**WHAT TO WORK ON:** State the number of lines in the records beneath that hold the word "changes", and add nothing.

** Opening DATA FOR THIS TASK block **

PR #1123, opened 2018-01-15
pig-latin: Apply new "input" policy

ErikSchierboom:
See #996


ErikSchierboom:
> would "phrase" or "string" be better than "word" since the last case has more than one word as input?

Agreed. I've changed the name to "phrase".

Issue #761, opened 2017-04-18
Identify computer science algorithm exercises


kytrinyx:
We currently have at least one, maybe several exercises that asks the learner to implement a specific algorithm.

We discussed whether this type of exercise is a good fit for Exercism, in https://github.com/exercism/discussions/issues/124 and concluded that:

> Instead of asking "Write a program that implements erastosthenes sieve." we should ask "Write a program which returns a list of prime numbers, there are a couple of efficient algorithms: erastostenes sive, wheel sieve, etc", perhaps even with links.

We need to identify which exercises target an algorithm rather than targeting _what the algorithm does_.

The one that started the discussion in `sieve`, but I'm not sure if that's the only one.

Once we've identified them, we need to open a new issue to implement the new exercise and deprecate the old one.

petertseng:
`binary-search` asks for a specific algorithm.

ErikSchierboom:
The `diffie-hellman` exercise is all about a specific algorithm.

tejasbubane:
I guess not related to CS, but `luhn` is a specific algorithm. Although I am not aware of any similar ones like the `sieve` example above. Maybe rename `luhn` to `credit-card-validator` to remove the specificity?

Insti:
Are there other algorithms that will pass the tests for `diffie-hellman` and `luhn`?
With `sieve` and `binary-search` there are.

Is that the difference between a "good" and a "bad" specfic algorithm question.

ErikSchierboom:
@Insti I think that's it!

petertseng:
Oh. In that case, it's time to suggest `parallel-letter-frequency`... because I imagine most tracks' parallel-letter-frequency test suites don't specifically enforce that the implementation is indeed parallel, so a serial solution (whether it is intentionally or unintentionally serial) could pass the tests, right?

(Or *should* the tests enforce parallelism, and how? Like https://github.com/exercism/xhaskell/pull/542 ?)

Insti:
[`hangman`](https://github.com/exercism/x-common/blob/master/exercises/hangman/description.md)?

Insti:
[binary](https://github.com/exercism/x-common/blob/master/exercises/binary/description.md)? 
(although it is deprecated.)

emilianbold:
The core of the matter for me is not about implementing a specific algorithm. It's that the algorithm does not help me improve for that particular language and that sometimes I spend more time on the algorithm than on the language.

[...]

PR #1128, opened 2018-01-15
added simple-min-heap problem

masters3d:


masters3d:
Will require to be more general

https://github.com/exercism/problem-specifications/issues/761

** Closing DATA FOR THIS TASK block **
** Opening DATA FOR THIS TASK block **

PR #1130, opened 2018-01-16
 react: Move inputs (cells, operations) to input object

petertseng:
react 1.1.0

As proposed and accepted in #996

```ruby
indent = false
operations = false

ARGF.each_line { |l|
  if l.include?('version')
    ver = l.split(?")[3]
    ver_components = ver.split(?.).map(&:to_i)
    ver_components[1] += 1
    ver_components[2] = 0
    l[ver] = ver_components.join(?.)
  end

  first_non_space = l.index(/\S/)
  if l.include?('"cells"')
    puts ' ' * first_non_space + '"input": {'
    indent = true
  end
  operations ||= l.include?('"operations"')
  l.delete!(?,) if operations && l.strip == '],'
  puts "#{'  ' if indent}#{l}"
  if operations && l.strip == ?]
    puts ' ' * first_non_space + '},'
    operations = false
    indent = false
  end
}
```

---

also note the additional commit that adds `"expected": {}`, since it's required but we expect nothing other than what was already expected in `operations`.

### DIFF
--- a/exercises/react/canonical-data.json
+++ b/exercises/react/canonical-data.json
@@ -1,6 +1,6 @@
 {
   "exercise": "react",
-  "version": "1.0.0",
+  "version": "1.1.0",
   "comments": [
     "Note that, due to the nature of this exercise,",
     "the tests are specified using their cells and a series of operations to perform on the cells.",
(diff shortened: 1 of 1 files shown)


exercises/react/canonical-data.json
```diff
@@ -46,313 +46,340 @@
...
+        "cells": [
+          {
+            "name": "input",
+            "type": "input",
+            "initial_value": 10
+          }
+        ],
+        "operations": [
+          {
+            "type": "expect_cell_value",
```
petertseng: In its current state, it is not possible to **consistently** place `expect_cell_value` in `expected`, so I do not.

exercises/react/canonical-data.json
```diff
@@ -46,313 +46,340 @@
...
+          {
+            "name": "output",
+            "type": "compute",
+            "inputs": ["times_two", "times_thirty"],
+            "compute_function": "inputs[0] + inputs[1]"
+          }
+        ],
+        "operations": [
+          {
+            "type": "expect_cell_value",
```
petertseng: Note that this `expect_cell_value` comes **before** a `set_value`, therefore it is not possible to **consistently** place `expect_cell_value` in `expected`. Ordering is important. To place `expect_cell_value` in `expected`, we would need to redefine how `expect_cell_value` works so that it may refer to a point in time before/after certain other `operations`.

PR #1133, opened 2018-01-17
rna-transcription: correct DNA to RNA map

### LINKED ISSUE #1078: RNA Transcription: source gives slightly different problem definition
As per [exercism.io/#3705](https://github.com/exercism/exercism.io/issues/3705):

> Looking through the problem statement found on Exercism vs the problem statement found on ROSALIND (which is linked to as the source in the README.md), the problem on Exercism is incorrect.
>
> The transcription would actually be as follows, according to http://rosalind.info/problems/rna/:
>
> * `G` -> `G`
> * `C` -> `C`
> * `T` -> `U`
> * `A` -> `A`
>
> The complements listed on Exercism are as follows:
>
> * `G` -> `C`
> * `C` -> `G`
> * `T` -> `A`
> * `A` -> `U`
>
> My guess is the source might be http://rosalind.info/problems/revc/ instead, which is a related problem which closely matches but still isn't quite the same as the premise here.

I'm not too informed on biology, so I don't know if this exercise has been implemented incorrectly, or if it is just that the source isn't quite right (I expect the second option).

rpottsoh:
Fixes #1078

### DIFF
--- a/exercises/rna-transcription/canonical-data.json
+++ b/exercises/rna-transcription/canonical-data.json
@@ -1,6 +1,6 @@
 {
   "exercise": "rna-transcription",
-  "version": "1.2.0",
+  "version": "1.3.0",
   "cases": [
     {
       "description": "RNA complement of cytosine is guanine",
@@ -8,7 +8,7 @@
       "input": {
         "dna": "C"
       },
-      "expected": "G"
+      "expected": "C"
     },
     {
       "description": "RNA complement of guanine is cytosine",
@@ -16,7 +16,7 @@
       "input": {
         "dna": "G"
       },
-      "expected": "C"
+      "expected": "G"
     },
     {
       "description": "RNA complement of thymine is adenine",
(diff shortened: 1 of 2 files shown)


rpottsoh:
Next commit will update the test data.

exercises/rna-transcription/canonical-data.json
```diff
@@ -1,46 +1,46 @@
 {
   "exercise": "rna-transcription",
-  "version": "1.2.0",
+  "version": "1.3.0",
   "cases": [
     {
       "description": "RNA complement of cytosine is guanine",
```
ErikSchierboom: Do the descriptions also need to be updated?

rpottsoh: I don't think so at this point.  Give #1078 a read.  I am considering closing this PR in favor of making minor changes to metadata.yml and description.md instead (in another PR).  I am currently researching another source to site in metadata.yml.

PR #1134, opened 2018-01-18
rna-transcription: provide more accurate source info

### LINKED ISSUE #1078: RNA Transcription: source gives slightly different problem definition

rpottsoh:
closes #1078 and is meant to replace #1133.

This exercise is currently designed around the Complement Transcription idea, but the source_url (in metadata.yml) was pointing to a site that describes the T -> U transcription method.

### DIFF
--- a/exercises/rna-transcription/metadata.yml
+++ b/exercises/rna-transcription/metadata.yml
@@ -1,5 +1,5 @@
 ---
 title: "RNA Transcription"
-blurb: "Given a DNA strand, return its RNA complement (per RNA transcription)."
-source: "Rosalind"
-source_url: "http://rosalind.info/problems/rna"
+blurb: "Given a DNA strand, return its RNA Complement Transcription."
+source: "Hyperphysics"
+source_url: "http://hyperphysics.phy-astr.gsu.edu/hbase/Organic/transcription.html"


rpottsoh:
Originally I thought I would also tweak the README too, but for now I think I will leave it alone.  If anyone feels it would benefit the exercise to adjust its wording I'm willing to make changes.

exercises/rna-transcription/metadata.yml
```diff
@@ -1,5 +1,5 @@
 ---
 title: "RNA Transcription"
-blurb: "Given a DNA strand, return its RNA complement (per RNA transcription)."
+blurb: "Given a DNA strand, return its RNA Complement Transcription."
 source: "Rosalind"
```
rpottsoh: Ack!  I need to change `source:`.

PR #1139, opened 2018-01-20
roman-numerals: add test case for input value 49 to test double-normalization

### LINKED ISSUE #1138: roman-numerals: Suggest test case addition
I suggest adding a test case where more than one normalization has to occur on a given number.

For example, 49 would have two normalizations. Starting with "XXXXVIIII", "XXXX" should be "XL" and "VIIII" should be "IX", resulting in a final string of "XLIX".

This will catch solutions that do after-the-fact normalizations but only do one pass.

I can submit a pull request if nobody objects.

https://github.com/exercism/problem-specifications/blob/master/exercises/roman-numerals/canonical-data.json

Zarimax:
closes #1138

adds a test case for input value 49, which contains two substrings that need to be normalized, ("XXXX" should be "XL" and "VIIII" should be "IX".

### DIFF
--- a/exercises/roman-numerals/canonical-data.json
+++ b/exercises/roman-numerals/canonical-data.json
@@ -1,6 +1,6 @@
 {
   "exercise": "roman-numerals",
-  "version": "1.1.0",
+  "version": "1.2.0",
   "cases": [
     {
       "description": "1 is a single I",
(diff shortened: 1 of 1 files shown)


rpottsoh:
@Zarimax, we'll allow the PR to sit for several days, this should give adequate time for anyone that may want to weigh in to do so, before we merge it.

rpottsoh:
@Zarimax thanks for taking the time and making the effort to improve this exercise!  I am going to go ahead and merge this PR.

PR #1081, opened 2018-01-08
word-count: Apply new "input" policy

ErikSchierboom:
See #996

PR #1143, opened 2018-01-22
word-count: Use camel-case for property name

** Closing DATA FOR THIS TASK block **

**YOUR SOLUTION:** 2